Description of the task: Your answer should be an exact copy of the lines from the start of the entries to the line containing "we want to pass", both included.

[Collected data]
PR #370, opened 2019-10-02
Allow overriding portals directory

alexlarsson:
Allow overriding $datadir/xdg-desktop-portal/portals using the
$XDG_DESKTOP_PORTAL_DIR env var. We will need this in the test suite when
we want to pass in our own (faked) portal implementation.

This sync this file to the latest version in flatpak.


matthiasclasen:
thanks, already done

Written solution:
PR #370, opened 2019-10-02
Allow overriding portals directory

alexlarsson:
Allow overriding $datadir/xdg-desktop-portal/portals using the
$XDG_DESKTOP_PORTAL_DIR env var. We will need this in the test suite when
we want to pass in our own (faked) portal implementation.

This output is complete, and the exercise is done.